Work instructions: Pick out the lines below that contain the string "makes" and copy them all.
Information given START
PR #36, opened 2022-08-14
Add Security Considerations section on Versioning Cryptography Suites.

msporny:
This PR adds a security considerations section on versioning cryptographic suites and outlines some design rationale behind the date-identified suites that we currently have.

***
<a href="https://pr-preview.s3.amazonaws.com/w3c/vc-data-integrity/pull/36.html" title="Last updated on Aug 19, 2022, 7:46 PM UTC (b1319da)">Preview</a> | <a href="https://pr-preview.s3.amazonaws.com/w3c/vc-data-integrity/36/3b27d11...b1319da.html" title="Last updated on Aug 19, 2022, 7:46 PM UTC (b1319da)">Diff</a>

### DIFF
--- a/index.html
+++ b/index.html
@@ -127,6 +127,15 @@
               ],
               status: "Internet-Draft",
               publisher: "IETF"
+            },
+            "VC-EXTENSION-REGISTRY": {
+              title: "Verifiable Credentials Extension Registry",
+              href: "https://w3c-ccg.github.io/vc-extension-registry/",
+              authors: [
+                "Manu Sporny"
+              ],
+              status: "CG-DRAFT",
+              publisher: "Credentials Community Group"
             }
           },
           postProcess: [restrictRefs]
@@ -1767,6 +1776,72 @@ software.
 
 <div class="issue">TODO: We need to add a complete list of security
 considerations.</div>
+
+      <section>
+        <h3>Versioning Cryptography Suites</h3>
+
+        <p>
+Cryptography protects information in a way that requires knowledge of a secret
+to access the information (computationally easy), or a concerted
+brute-force attack to access the same information without the secret
+(computationally difficult). All modern cryptography requires the
+computationally difficult approach to remain difficult throughout time, which
+does not always hold due to breakthroughs in science and mathematics. That is
+to say that <em>Cryptography has a shelf life</em>.
+        </p>
+        <p>
+This specification plans for the obsolecense of all cryptographic approaches by
+asserting that whatever cryptography is in use today is highly likely to be
+broken over time. Given this assumption, it makes sense to identify
+cryptographic suites in a way where we can differentiate different versions
+throughout time. When versioning cryptographic suites, there are several
+approaches that can be taken which include: parameters, numbers, and dates.
+        </p>
+        <p>
+Parametric versioning specifies the particular cryptographic parameters that are
+employed in a cryptographic suite. For example, one could use an identifier such
+as `RSAASSA-PKCS1-v1_5-SHA1`. The benefit to this scheme is that a well-trained
+cryptographer will be able to determine all of the parameters in play by the
+identifier. The drawback to this scheme is that most of the population that uses
+these sorts of identifiers are not well trained and thus will not understand
+that the previously mentioned identifier is a cryptographic suite that is no
+longer safe to use.
+        </p>
+        <p>
+Numbered versioning might specify a major and minor version number such as
+`1.0` or `2.1`. Numbered versioning conveys a specific order and suggests that
+higher version numbers are more capable than lower version numbers. The benefit
+of this approach is that it removes complex parameters that less expert
+developers might not understand with a simpler model that conveys that an
+upgrade might be appropriate. The drawback of this approach is that its not
+clear if an upgrade is necessary, as software version number increases often
+don't require an upgrade for the software to continue functioning. This can
+lead to developers thinking their usage of a particular version is safe, when
+it is not.
+        </p>
+        <p>
+Date-based versioning specifies a particular release date for a specific
+cryptographic suite. The benefit of a date, such as a year, is that it is
+immediately clear to a developer if the date is relatively old or new. Seeing
+an old date might prompt the developer to go searching for a newer
+cryptographic suite, where as a parametric or number-based versioning scheme
+might not. The downside of a date-based version is that some cryptographic
+suites might not expire for 5-10 years, prompting the developer to go
+searching for a newer cryptographic suite only to not find one that is newer.
+While this might be an inconvenience, it is one that results in safer
+ecosystem behaviour.
+        </p>
+        <p>
+It is highly encouraged that cryptographic suite identifiers are versioned
+using a year designation. For example, the cryptographic suite identifier
+`ecdsa-2022` implies that the suite is probably ok to use in the year 2025,
+but might not be a safe choice in the year 2042. A date-based versioning
+mechanism, however, is not enough by itself. All cryptographic suites that
+follow this specification are intended to be registered
+[[?VC-EXTENSION-REGISTRY]] in a way that clearly signal which cryptosuites
+are deprecated, standardized, or experimental.
+        </p>
+      </section>
 
       <section>
         <h3>Verification Method Binding</h3>
--- a/index.html
+++ b/index.html
@@ -1872,7 +1872,10 @@ COSE Algorithms Registry</a>, the
 JOSE Algorithms Registry</a>, and the latest
 <a href="https://csrc.nist.gov/publications/detail/fips/186/4/final">
 FIPS Digital Signature Standard
-</a> guidance.  Depending on your jurisdiction you may also need to consider additional guidance from <a href="https://www.etsi.org/deliver/etsi_ts/119300_119399/119312/01.02.01_60/ts_119312v010201p.pdf">ETSI</a> or other regulatory and standards bodies.
+</a> guidance.  Depending on your jurisdiction you may also need to consider
+additional guidance from
+<a href="https://www.etsi.org/deliver/etsi_ts/119300_119399/119312/01.02.01_60/ts_119312v010201p.pdf">ETSI</a>
+or other regional regulatory and standards bodies.
         </p>
       </section>
 
--- a/index.html
+++ b/index.html
@@ -1859,6 +1859,21 @@ Use of experimental suites are expected to throw errors in implementations
 unless a `useExperimentalCryptosuites` option is used used specifying exactly
 the experimental cryptosuite to use.
         </p>
+
+        <p class="issue" title="Resolve VC Extension Registry Governance">
+The following text is debated due to the governance rules of the VC
+Extension Registry not being finalized:<br><br>
+Developers are urged to always refer to the [[?VC-EXTENSION-REGISTRY]] for
+the latest standardized cryptography suites as well as cross-checking their
+usage against, at least, the
+<a href="https://www.iana.org/assignments/cose/cose.xhtml#algorithms">
+COSE Algorithms Registry</a>, the
+<a href="https://www.iana.org/assignments/jose/jose.xhtml#web-signature-encryption-algorithms">
+JOSE Algorithms Registry</a>, and the latest
+<a href="https://csrc.nist.gov/publications/detail/fips/186/4/final">
+FIPS Digital Signature Standard
+</a> guidance.
+        </p>
       </section>
 
       <section>
--- a/index.html
+++ b/index.html
@@ -1842,15 +1842,22 @@ searching for a newer cryptographic suite only to not find one that is newer.
 While this might be an inconvenience, it is one that results in safer
 ecosystem behavior.
         </p>
-        <p>
+        <p class="issue" data-number="38">
+The following text is currently under debate:<br><br>
 It is highly encouraged that cryptographic suite identifiers are versioned
 using a year designation. For example, the cryptographic suite identifier
-`ecdsa-2022` implies that the suite is probably ok to use in the year 2025,
-but might not be a safe choice in the year 2042. A date-based versioning
-mechanism, however, is not enough by itself. All cryptographic suites that
-follow this specification are intended to be registered
+`ecdsa-2022` implies that the suite is probably an acceptable of ECDSA in the
+year 2025, but might not be a safe choice in the year 2042. A date-based
+versioning mechanism, however, is not enough by itself. All cryptographic
+suites that follow this specification are intended to be registered
 [[?VC-EXTENSION-REGISTRY]] in a way that clearly signal which cryptosuites
-are deprecated, standardized, or experimental.
+are deprecated, standardized, or experimental. Cryptosuite registration will
+follow CFRG, IETF, NIST, FIPS, and safecurves guidance. Use of deprecated suites
+are expected to throw errors in implementations unless a `useUnsafeCryptosuites`
+option is used specifying exactly the unsafe cryptosuite to use.
+Use of experimental suites are expected to throw errors in implementations
+unless a `useExperimentalCryptosuites` option is used used specifying exactly
+the experimental cryptosuite to use.
         </p>
       </section>
 
--- a/index.html
+++ b/index.html
@@ -1807,10 +1807,14 @@ Parametric versioning specifies the particular cryptographic parameters that are
 employed in a cryptographic suite. For example, one could use an identifier such
 as `RSASSA-PKCS1-v1_5-SHA1`. The benefit to this scheme is that a well-trained
 cryptographer will be able to determine all of the parameters in play by the
-identifier. The drawback to this scheme is that most of the population that uses
-these sorts of identifiers are not well trained and thus will not understand
+identifier. The drawback to this scheme is that most of the population that
+uses these sorts of identifiers are not well trained and thus will not understand
 that the previously mentioned identifier is a cryptographic suite that is no
-longer safe to use.
+longer safe to use. Additionally, this lack of knowledge might lead software
+developers to generalize the parsing of cryptographic suite identifiers
+such that any combination of cryptographic primitives becomes acceptable,
+resulting in reduced security. Ideally, cryptographic suites are implemented
+in software as specific, acceptable profiles of cryptographic parameters instead.
         </p>
         <p>
 Numbered versioning might specify a major and minor version number such as
--- a/index.html
+++ b/index.html
@@ -1856,7 +1856,7 @@ follow CFRG, IETF, NIST, FIPS, and safecurves guidance. Use of deprecated suites
 are expected to throw errors in implementations unless a `useUnsafeCryptosuites`
 option is used specifying exactly the unsafe cryptosuite to use.
 Use of experimental suites are expected to throw errors in implementations
-unless a `useExperimentalCryptosuites` option is used used specifying exactly
+unless a `useExperimentalCryptosuites` option is used specifying exactly
 the experimental cryptosuite to use.
         </p>
 
@@ -1872,7 +1872,7 @@ COSE Algorithms Registry</a>, the
 JOSE Algorithms Registry</a>, and the latest
 <a href="https://csrc.nist.gov/publications/detail/fips/186/4/final">
 FIPS Digital Signature Standard
-</a> guidance.
+</a> guidance.  Depending on your jurisdiction you may also need to consider additional guidance from <a href="https://www.etsi.org/deliver/etsi_ts/119300_119399/119312/01.02.01_60/ts_119312v010201p.pdf">ETSI</a> or other regulatory and standards bodies.
         </p>
       </section>
 
--- a/index.html
+++ b/index.html
@@ -1781,26 +1781,31 @@ considerations.</div>
         <h3>Versioning Cryptography Suites</h3>
 
         <p>
-Cryptography protects information in a way that requires knowledge of a secret
-to access the information (computationally easy), or a concerted
-brute-force attack to access the same information without the secret
-(computationally difficult). All modern cryptography requires the
+Cryptography secures information through the use of secrets. Knowledge of the
+necessary secret makes it computationally easy to access certain information. The
+same information can be accessed if a computationally-difficult, brute-force effort
+successfully guesses the secret. All modern cryptography requires the
 computationally difficult approach to remain difficult throughout time, which
 does not always hold due to breakthroughs in science and mathematics. That is
 to say that <em>Cryptography has a shelf life</em>.
         </p>
         <p>
-This specification plans for the obsolecense of all cryptographic approaches by
+This specification plans for the obsolescence of all cryptographic approaches by
 asserting that whatever cryptography is in use today is highly likely to be
-broken over time. Given this assumption, it makes sense to identify
-cryptographic suites in a way where we can differentiate different versions
-throughout time. When versioning cryptographic suites, there are several
-approaches that can be taken which include: parameters, numbers, and dates.
+broken over time. Software systems have to be able to change the cryptography
+in use over time in order to continue to secure information. Such changes might
+involve increasing required secret sizes or modifications to the cryptographic
+primitives used. However, some combinations of cryptographic parameters
+might actually reduce security. Given these assumptions, systems need to be able to
+distinguish different combinations of safe cryptographic parameters, also known
+as cryptographic suites, from one another. When identifying or versioning
+cryptographic suites, there are several approaches that can be taken which
+include: parameters, numbers, and dates.
         </p>
         <p>
 Parametric versioning specifies the particular cryptographic parameters that are
 employed in a cryptographic suite. For example, one could use an identifier such
-as `RSAASSA-PKCS1-v1_5-SHA1`. The benefit to this scheme is that a well-trained
+as `RSASSA-PKCS1-v1_5-SHA1`. The benefit to this scheme is that a well-trained
 cryptographer will be able to determine all of the parameters in play by the
 identifier. The drawback to this scheme is that most of the population that uses
 these sorts of identifiers are not well trained and thus will not understand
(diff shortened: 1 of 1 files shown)


index.html
```diff
@@ -1768,6 +1777,72 @@ <h2>Security Considerations</h2>
...
+        </p>
+        <p>
+Parametric versioning specifies the particular cryptographic parameters that are
+employed in a cryptographic suite. For example, one could use an identifier such
+as `RSAASSA-PKCS1-v1_5-SHA1`. The benefit to this scheme is that a well-trained
+cryptographer will be able to determine all of the parameters in play by the
+identifier. The drawback to this scheme is that most of the population that uses
+these sorts of identifiers are not well trained and thus will not understand
+that the previously mentioned identifier is a cryptographic suite that is no
+longer safe to use.
```
mprorock: We can also just recommend that developers check current NIST / FIPS levels, safecurves, and IANA registries.

index.html
```diff
@@ -1768,6 +1777,72 @@ <h2>Security Considerations</h2>
...
+Numbered versioning might specify a major and minor version number such as
+`1.0` or `2.1`. Numbered versioning conveys a specific order and suggests that
+higher version numbers are more capable than lower version numbers. The benefit
+of this approach is that it removes complex parameters that less expert
+developers might not understand with a simpler model that conveys that an
+upgrade might be appropriate. The drawback of this approach is that its not
+clear if an upgrade is necessary, as software version number increases often
+don't require an upgrade for the software to continue functioning. This can
+lead to developers thinking their usage of a particular version is safe, when
+it is not.
```
mprorock: Since we are talking about cryptography, it is likely ok that we could establish and document a policy for versioning - e.g. breaking changes with major versions, minor versions when a security patch is pushed, and / or point to [semvar](https://semver.org/) or similar.  with cryptography we don't want to encourage experimentation, unless it is clear that there is something new and experimental - e.g. 1.0.1-alpha and 1.0.1-pre-release

index.html
```diff
@@ -1768,6 +1777,72 @@ <h2>Security Considerations</h2>
...
+        </p>
+        <p>
+It is highly encouraged that cryptographic suite identifiers are versioned
+using a year designation. For example, the cryptographic suite identifier
+`ecdsa-2022` implies that the suite is probably ok to use in the year 2025,
+but might not be a safe choice in the year 2042. A date-based versioning
+mechanism, however, is not enough by itself. All cryptographic suites that
+follow this specification are intended to be registered
+[[?VC-EXTENSION-REGISTRY]] in a way that clearly signal which cryptosuites
+are deprecated, standardized, or experimental.
```
mprorock: this whole approach seems to be implying that we want people to use "newer" as though that is better, and i am highly skeptical of this. I also do not want to be using cryptography or signatures selected by non-experts, or encourage non experts to make cryptographic selections.

mprorock (changes requested):
I would strongly prefer versioning / naming that identifies the algorithm in use and the core parameter set.  second two that, I would consider versioning using semvar or similar.  

I also would like to see pointers to NIST and eIDAS to encourage the developer to review based on their operating environment

index.html
mprorock: A further note. Seems like we really should be wanting to encourage semvar or similar at the library and implementation layer.

OR13 (changes requested):
> [[?VC-EXTENSION-REGISTRY]] in a way that clearly signal which cryptosuites
are deprecated, standardized, or experimental.

We should discuss the registry and its operational authorities and requirements, before adding language like this... who controls these status changes?

How do I deprecate a suite?

What counts as "standardized"?

Without more clarity on how the W3C will run the vc extensions registry I am concerned we are opening a large can of worms.

index.html
msporny: Yes, I'll add a suggestion to check current NIST/FIPS levels, safecurves, and IANA registries. 

We should also be realistic about doing so -- many developers don't do that and use whatever is available in their libraries after a quick search on stack overflow (which might be an answer from years ago, instead of a current one). All that to say, the standard advice given to date is to do the things above and that has been demonstrated to not be as effective as we need it to be -- a simple read through of monthly CVEs and Equifax-like breaches demonstrate this to be true. We have decades of data on how depending on developers to "read the docs" is not as effective as we need it to be.

index.html
msporny: > it is likely ok that we could establish and document a policy for versioning

You seem to be arguing for two different things -- parametric versioning and semver. We will need to come to ground on ONE way forward for Data Integrity, given that having two ways will just confuse things more.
Information given END
Problem solution:
+broken over time. Given this assumption, it makes sense to identify
+necessary secret makes it computationally easy to access certain information. The
-broken over time. Given this assumption, it makes sense to identify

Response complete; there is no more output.